と述べていた。たしかに、このことは上掲の表における執筆者名を見て私も肯えた。それは多く登場するのは、谷川徹三とその谷川に師事した古谷綱武のほぼ二人だからである。しかも、まず谷川は、以前〝谷川徹三の「今日の心がまえ」(昭和19年9月)(最高の詩)〟や〝谷川徹三「今日の心がまえ」(昭和19年9月)(賢者の文学)〟で投稿したように、「この詩(投稿者註:「雨ニモマケズ」のこと)を私は、明治以来の日本人の作った凡ゆる詩の中で、最高の詩であると思っています」とか「宮沢賢治の文学が賢者の文学としての性格を顕著に持っておる」と褒めちぎっていたからである。そして一方の古谷は、〝『宮澤賢治研究4』(宮澤賢治友の会)〟でも少し触れたように、「教育上で用ひられてゐる「全人」といふ言葉こそ彼(投稿者註:宮澤賢治のこと)にふさはしく、彼こそは實現して實在した全人である」というように、これまた最上級の褒め方をしている(なお、拙著『本当の賢治と本当の露』の第一章で実証したように、賢治は「雨ニモマケズ」で詠まれているような事柄はほぼ何一つ実践していないし、不羈奔放であったとは言えても、全人と褒められるような完璧な人間であったとはとても言い難い)。
 さらに、茅野氏は「4-2 学校図書「宮沢賢治」」という項において、この教科書の賢治の取り扱い方について、次のように論を展開していた。
 「ただの詩人ではありませんでした。」と、詩人以外の面を打ち出すことを読者に知らせる。その上で、「実行の人」という側面を提出し、聖人・賢人としての賢治像を描く。…投稿者略…「賢治の死を、ブドリの死にたとえることはできないでしょうか」と、賢治の生き方を「ブドリ」と重ね合わせるのが執筆者である谷川の賢治観であり、その後長らく影響を残す。作家としての賢治よりも聖人としての賢治を描くため、「かれの創作が、美しいばかりでなく、何か特別に人のこころを動かすものをもっているのも、かれの生活態度がその作品に現れているからです。」や、「なくなる2ー3日前のようすは、賢治のひとがらを、もっともよくもの語っております。」として、訪ねてきた農民に「一つ一つ指導してや」る姿を描き、後半は「ねてもさめても、農民たちのことを考えていた、賢治の精神を表す童話」として「グスコーブドリの伝記」を載せる。…投稿者略…

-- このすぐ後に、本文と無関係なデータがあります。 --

PR #560, opened 2023-11-12
Sensible configuration for rubocop

fosterfarrell9:
The aim of this PR is to figure out a sensible configuration for rubocop in our project. Until now, we just used the rubocop config file of Rails. Looking at the details of what happens there, you see that many of these settings do not make sense for us.
In a first attempt to improve this, I incorporated Shopify's rubocop settings which are [well documented](https://github.com/Shopify/ruby-style-guide) and made some minor twists for settings where we have (until now) used different defaults. Note that in the shopify settings all `Metrics/` methods of rubocop are disabled.
I put this first attempt up for discussion. If the general approach is considered okay, we might discuss where we deviate from shopify's config.


fosterfarrell9:
This is now ready for review. I added a [Style Guide Page](https://github.com/MaMpf-HD/mampf/wiki/Style-Guide) in the wiki.

.rubocop.yml
```diff
@@ -1,341 +1,9 @@
...
-Metrics/ModuleLength:
-  Enabled: false
-
-Metrics/ClassLength:
-  Enabled: false
-
-Metrics/MethodLength:
-  Exclude:
-    - 'app/abilities/**/*'
+  EnforcedStyle: never
```
Splines, line 8: From the [RuboCop Docs](https://docs.rubocop.org/rubocop/configuration.html#automatically-generated-configuration):

> Pay attention to the comments above each entry. They can reveal configuration parameters such as EnforcedStyle, which can be used to modify the behavior of a cop instead of disabling it completely.

We want to get rid of it completely and not even have warnings about this, right? Then, I'd favor: `Enabled: false`.

.rubocop.yml
```diff
@@ -1,341 +1,9 @@
...
-Layout/EmptyLinesAroundModuleBody:
-  Enabled: true
-
-Layout/ExtraSpacing:
-  Enabled: true
+inherit_gem:
+  rubocop-shopify: rubocop.yml
 
 Layout/LineLength:
   Max: 80
```
Splines, line 5: Of course, this limit is [highly controversial](https://stackoverflow.com/questions/110928/is-there-a-valid-reason-for-enforcing-a-maximum-width-of-80-characters-in-a-code).

I strongly recommend `80` characters as a **soft limit** and we should include that in our style guide, e.g. in the Wiki. In VSCode you can also display a grey border at 80 chars.

image

However, in my past dev experience, I remember lines that were slightly longer than 80 chars and I was really upset that a linter forced me to break a statement to two lines. Sometimes this can actually make a statement less readable (given that the line was just a bit above 80 chars and not something like 120 chars or even more).

This is probably why they even got rid of the 80-column warning in the Linux kernel [here](https://git.kernel.org/pub/scm/linux/kernel/git/torvalds/linux.git/commit/?id=bdc48fa11e46f867ea4d75fa59ee87a7f48be144). Instead, they raised the limit to `100` chars which I think is more reasonable as a hard limit.

Splines (changes requested):
Some comments.

Thanks for the [Wiki entry](https://github.com/MaMpf-HD/mampf/wiki/Style-Guide). I changed the link there to point to the [webpage](https://ruby-style-guide.shopify.dev/) that shows the rendered markdown files (and not just the GitHub Markdown which does not support many things they are using, e.g. colors for headers, nice code formatting and so on).

.rubocop.yml
Splines: This is also what Shopify uses to disable cops.

.rubocop.yml
```diff
@@ -1,341 +1,9 @@
...
-  Enabled: false
-
-Metrics/MethodLength:
-  Exclude:
-    - 'app/abilities/**/*'
+  EnforcedStyle: never
 
-Metrics/AbcSize:
-  Exclude:
-    - 'app/abilities/**/*'
```
Splines, line 341: We currently have _two_ empty newlines at the end of the `.rubocop.yml` file. Remove one of those newlines.

Splines (changes requested):

Splines:
For a future PR that aims to align all Ruby files in our entire codebase to the new Rubocop style guides, [this](https://stackoverflow.com/a/63842073/) could be a very useful comment.

.rubocop.yml
Splines: Ah no, my bad, the `EnforcedStyle: never` will even ensure that RuboCop will complain when we put `frozen_string_literal` somewhere. With `Enabled: false`, we don't get any  warning for it whatsoever.

You can therefore resolve this conversation.

Gemfile
```diff
@@ -119,9 +119,7 @@ group :development, :docker_development do
   gem "spring"
   gem "spring-watcher-listen", "~> 2.0.0"
   gem "rubocop", "~> 1.50", require: false
-  gem "rubocop-packaging", require: false
-  gem "rubocop-performance", require: false
-  gem "rubocop-rails", require: false
+  gem "rubocop-shopify", require: false
```
Splines, line 122: Use a version specifier here. Otherwise, we might suddenly have breaking changes.

```suggestion
  gem "rubocop-shopify", "~> 2.14", require: false
```

Gemfile.lock
```diff
@@ -508,15 +508,8 @@ GEM
...
-    rubocop-packaging (0.5.1)
-      rubocop (>= 0.89, < 2.0)
-    rubocop-performance (1.10.2)
-      rubocop (>= 0.90.0, < 2.0)
-      rubocop-ast (>= 0.4.0)
-    rubocop-rails (2.9.1)
-      activesupport (>= 4.2.0)
-      rack (>= 1.1)
-      rubocop (>= 0.90.0, < 2.0)
+    rubocop-shopify (2.13.0)
```
Splines, line 511: Newest version is `2.14`, not `2.13`.

Splines (changes requested):

Gemfile
Splines: Note that this will also update `rubocop` from `1.50.2` to `1.52.1`.

Splines: I think this is a good time to get some versions right. Let's update rubocop and rubocop-shopify together:

```rb
gem "rubocop", "~> 1.57", require: false
gem "rubocop-shopify", "~> 2.14", require: false
```

However, `bundle install` will then fail due to `erb_lint`. Let's deal with that in a future PR. For now, we just want to get Rubocop to work. Therefore, remove the line

```rb
gem "erb_lint", require: false
```

Then running `bundle install` should work just fine.

.rubocop.yml
Splines, line 1: What about [`Style/ClassMethodsDefinitions`](https://github.com/Shopify/ruby-style-guide/blob/v2.14.0/rubocop.yml#L443-L445), do we really want that?

It will enforce [this](https://docs.rubocop.org/rubocop/cops_style.html#enforcedstyle-self_class) affecting us 132 times in our codebase. I'd rather go with [`EnforcedStyle: def_self`](https://docs.rubocop.org/rubocop/cops_style.html#enforcedstyle-def_self-default).

Splines (changes requested):

Gemfile
fosterfarrell9: Done. Note that updating the rubocop version also triggered some updates of rubocop dependencies, see `Gemfile.lock`.

.rubocop.yml
fosterfarrell9: Agree and done.

fosterfarrell9: I also updated the wiki page correspondingly.

Splines, line 1: [`Style/CaseLikeIf`](https://docs.rubocop.org/rubocop/cops_style.html#minbranchescount-3-default) is disabled in Shopify. What do you think about adding a [`Severity: refactor`](https://docs.rubocop.org/rubocop/configuration.html#severity) to it?

Splines (changes requested):

.rubocop.yml
Splines: Ok thanks. I wonder: if we add more custom things to the `.rubocop.yml` file, maybe it's a bit tedious to keep it synced with the Wiki? Except for the link to the style guide, I do not see the benefit of listing every change we make in the Wiki. 

One could just open the `.rubocop.yml` file (maybe link to that in the Wiki?) or even run rubocop on the local code changes to directly see where one violates our styles. In the best case, the plugin for VSCode also adds blue squiggly lines to indicate style violations. In my setup, it even autocorrects these (if the autocorrections are safe) whenever I save the file.

If you argue that the Wiki is a place where we could add additional comments for *why* we chose to do something, we could also have that in the [`Details`](https://docs.rubocop.org/rubocop/configuration.html#details) section.

Splines, line 1: What's your opinion on [`Style/GuardClause`](https://docs.rubocop.org/rubocop/cops_style.html#styleguardclause) which is disabled in Shopify. I don't have a strong opinion on this but remember you once suggested to use `unless`, so you probably want it enabled?

Splines, line 1: I strongly vote to enable the [`Style/DoubleNegation`](https://docs.rubocop.org/rubocop/cops_style.html#styledoublenegation) cop.

Splines, line 1: Instead of disabling [`Style/EmptyMethod`](https://docs.rubocop.org/rubocop/cops_style.html#styleemptymethod), we should enforce our preferred style, which is [`EnforcedStyle: expanded`](https://docs.rubocop.org/rubocop/cops_style.html#enforcedstyle-expanded).

Splines, line 1: I strongly suggest enabling [`Style/NegatedUnless`](https://docs.rubocop.org/rubocop/cops_style.html#stylenegatedunless), otherwise you have to write down your own truth table to find out when the `if` statement is `true`.

Splines, line 1: I strongly suggest enabling [`Style/NegatedIfElseCondition`](https://docs.rubocop.org/rubocop/cops_style.html#stylenegatedifelsecondition).

Splines, line 1: I suggest enabling the cop [`Style/YodaCondition`](https://docs.rubocop.org/rubocop/cops_style.html#styleyodacondition) with the default `EnforcedStyle`.

Splines, line 1: I strongly suggest enabling the cop [`Style/TrailingMethodEndStatement`](https://docs.rubocop.org/rubocop/cops_style.html#styletrailingmethodendstatement). Why would one disable that? I see no scenario where that could be a useful thing to do.

Splines, line 1: I strongly suggest enabling the cop [`Style/TrailingMethodEndStatement`](https://docs.rubocop.org/rubocop/cops_style.html#styletrailingbodyonmethoddefinition).

Splines, line 1: I prefer to have [`Style/SwapValues`](https://docs.rubocop.org/rubocop/cops_style.html#styleswapvalues) enabled as this makes the intention of what is really done in the code clearer.

Splines (changes requested):

.rubocop.yml
Splines, line 1: I suggest not disabling any security-related RuboCop cop like [Shopify does](https://github.com/Shopify/ruby-style-guide/blob/v2.14.0/rubocop.yml#L403C10-L413). This is since I don't feel like I'm in the expert position to judge if we don't need this, so I'd prefer having this as an error that signifies to me I really have to watch out and should probably use a different way to do things (since smart people already figured this could be a potential security issue).

I even suggest writing the following to enable all security-related Rubocop cops.
```rb
Security:
  Enabled: true
```

Splines, line 1: I don't see a use-case for self-assignment, so I'd suggest to enable the cop [`Lint/SelfAssignment`](https://docs.rubocop.org/rubocop/cops_lint.html#lintselfassignment).

Splines, line 1: I suggest enabling the cop [`Lint/EmptyBlock`](https://docs.rubocop.org/rubocop/cops_lint.html#lintemptyblock).

Splines, line 1: I suggest enabling the cop [`Lint/DuplicateRequire`](https://docs.rubocop.org/rubocop/cops_lint.html#lintduplicaterequire).

Splines (changes requested):

Splines:
To be honest: meanwhile I feel that for almost every cop they disabled at Shopify, I want to enable it again and disable it only if we encounter a use-case in our *own* code base. Maybe a better strategy would be to go with the Rubocop defaults; it has many cops (which I suggested to enable in this PR) enabled *by default*.

I mean we could still disable some things such as many metric things that tell us about too long methods and the like. In the end, Rubocop should serve us and not vice-versa. When starting fresh, it might be very helpful to run the Rubocop autocorrect locally, see what things it proposes to change. One can then skim through the changes and if we don't like a change, we can deactivate it.

The command I use is:

```rb
```

Then take a look at the changes and also search for `rubocop:todo` for things that could not be autocorrected.

Splines:
@fosterfarrell9 I've tried to reduce our existing `.rubocop.yml` file by using the fact that RuboCop defaults are [already imported by default](https://github.com/rubocop/rubocop/blob/master/config/default.yml), so we only have to worry about specifying where we deviate from that. For this, I've opened a new draft PR #564 to try things out.

fosterfarrell9:
You are certainly right. There are even more things where shopify deviates from Robocop's default settings that I do not like. We should not use the shopify settings as a basis. I am therefore closing this in favor of #564.

PR #561, opened 2023-11-12
Continuous Release 1.9.0

Splines:
> [!warning]
> Ok, so I'm not sure why, but GitHub shows 4 commits up until "Add pgadmin..." that don't actually belong here. Instead, you can already find these commits on the main branch. This issue is exactly described [here](https://stackoverflow.com/q/16306012/9655481) on Stack Overflow and has been viewed over more than 270k times. It seems like it is a limitation of GitHub. However, `git log --oneline main..mampf-next` also shows these commits in the diff and I'm not sure what we did wrong to end up in this weird situation.
<br>1) I tried the [rebasing solution](https://stackoverflow.com/questions/16306012/github-pull-request-showing-commits-that-are-already-in-target-branch/45286781#45286781) in #579 and it was working perfectly fine and removed the 4 commits. The only downside of this approach is that due to the rebasing all the new commits of mampf-next would have the same timestamp: the time of performing the rebase. The will actually even get reassigned a new commit id.
<br>2) If this first solution is not what we want, we could instead ignore the additional commits in this PR. The merge should work just fine. As we wanted to rename `mampf-next` to `dev` anyways, we could instead create this new branch `dev` from `main` after release 1.9.0 directly and ditch `mampf-next`. This way, we could be sure that `main` and `dev` match exactly and have the same commits on them.
<br>No matter what option we choose, we will have a clean slate again starting with the next continuous release. <sub>Due to the nature of merge commits though, `dev` might be one commit behind `main` as it doesn't include the merge commit itself.  See also [this SO answer](https://stackoverflow.com/a/70715962/) which explains this. That's not an issue though. One can avoid this by merging from main into dev directly after a continuous release such that dev can be fast-forwarded.</sub>

## Changes

Also see #565 for a background on the linting changes.
- #543
- #553
- #558 
- #559
- #560
- #562 
- #564 
- #566 
- #568 
- #569 
- #575 
- #577 
- #578
- #582

## For future releases?
- #574 

---

- [x] check `schema.rb` has correct verison


Splines:
Currently, all existing model tests pass except for `quiz_certificate_spec.rb`. Already the first test there ("has a valid factory") fails with this error:

```
ActiveRecord::InverseOfAssociationNotFoundError:
Could not find the inverse association for quiz (:quiz_certificate in Medium) Did you mean?  quiz_certificates
```

You can verify that by your own on #581 which has all the changes from here merged into it.

fosterfarrell9 (approved):

Splines:
For completeness: we've decided to go with option 2 of [this comment](https://github.com/MaMpf-HD/mampf/pull/561#issue-1989455951).

PR #719, opened 2024-12-01
Add `just docker rebuild` command

Splines:
This PR adds a new `just docker rebuild` command that rebuilds MaMpf (and webpacker if the env is set to `test`, e.g. `just docker rebuild test`). Note that `just docker rebuild env="test"` is not working as command due to limitations of `just`, see https://github.com/casey/just/issues/476.

Off-topic: also deleted an unnecessary comment.


fosterfarrell9:
Could you possibly add an option for an attached mode?

fosterfarrell9 (approved):

PR #726, opened 2024-12-09
Fix flaky voucher redemption Cypress test

Splines:
I was able to reproduce a flaky Cypress test locally. Fixed by adding `cy.then(() => {...});` statements after logging out, then logging in again as a new user. I also intercept a POST request now to make sure the deletion of the account is finished before we continue.


fosterfarrell9 (approved):
LGTM.

PR #727, opened 2024-12-13
Update security policy

Splines:
Update our security policy text. We don't need to mention an email here, instead users can report security vulnerabilities directly to us on GitHub (privately).

I won't run through the tests for this PR, as this doesn't affect any code.


fosterfarrell9 (approved):
LGTM.

PR #732, opened 2024-12-28
Decaffeinate smallest `.coffee` files & init TODO list

Splines:
See the [`coffee.TODO`](https://github.com/MaMpf-HD/mampf/blob/coffee/remove/coffee.TODO) for the status. Let's break this down into multiple small PRs starting with this one that does the first steps to decaffeinate our codebase entirely, i.e. getting rid of `.coffee` files and replacing them with `.js` or `.js.erb` files.

---

As specificed in the mentioned TODO file:
```
Everywhere where I don't specify something in parentheses, I've manually checked
that the new new .js or .js.erb file is called (via console.log) and that it works.
```

so to save some time, I don't expect reviewers to test everything manually (it really takes quite some time to do this). Maybe just read carefully through the replacements, compare them and then go on. Double-check entries marked with ⚠️


f-buerckel (approved):
LGTM!

PR #733, opened 2025-01-13
Fix user cleaner for invalid users

Splines:
In production, we got some weird errors, where the same users would get the user cleaner deletion mail (40 days) every day. This blog post summarizes well what I did wrong in the user cleaner: [Misuse of update/update! in Ruby on Rails](https://marcgg.com/blog/2020/04/08/rails-update-bang/).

 そこで私は、先の投稿〝谷川徹三「今日の心がまえ」(昭和19年9月)(「前夜の面談」)〟において、私は「谷川には「健全な批判精神」がどうやらこの場合は欠けていたのではなかろうか」という不安を述べたが、その不安がまたまた蘇ってくる。どうも、谷川は証言の裏付けを自身では取ることもなく、そのままそれを事実と思い込んで決めつけたり、また賢治作品に詠まれたり書かれたりしていることも、裏付けを取ることもなく一方的に事実であると決めつけていることが懸念されるからである。つまり、「谷川は事実確認をしていたとは言い切れない」箇所が散見されるのである。
 また茅野氏は、「4-2 学校図書「宮沢賢治」」という項での最後に、
 詩人、作家としての賢治の業績や価値は二の次であり、聖人としての賢治像を子どもに与えようとしているのである。
と断じているのだが、私もそのことを憂える。それは、賢治自身のことを教えるのではなくて、どちらかというと執筆者自身の賢治観を教えることになり、主客が転倒するからである。

 いずれにせよ、この論文を通じて、終戦直後以降 は「青少年善導教育」のために賢治がまたぞろ大いに利用されたということはほぼ間違いないと私は確信できた。そしてその目的達成のために、賢治はどんどん聖人化されていったのだということも。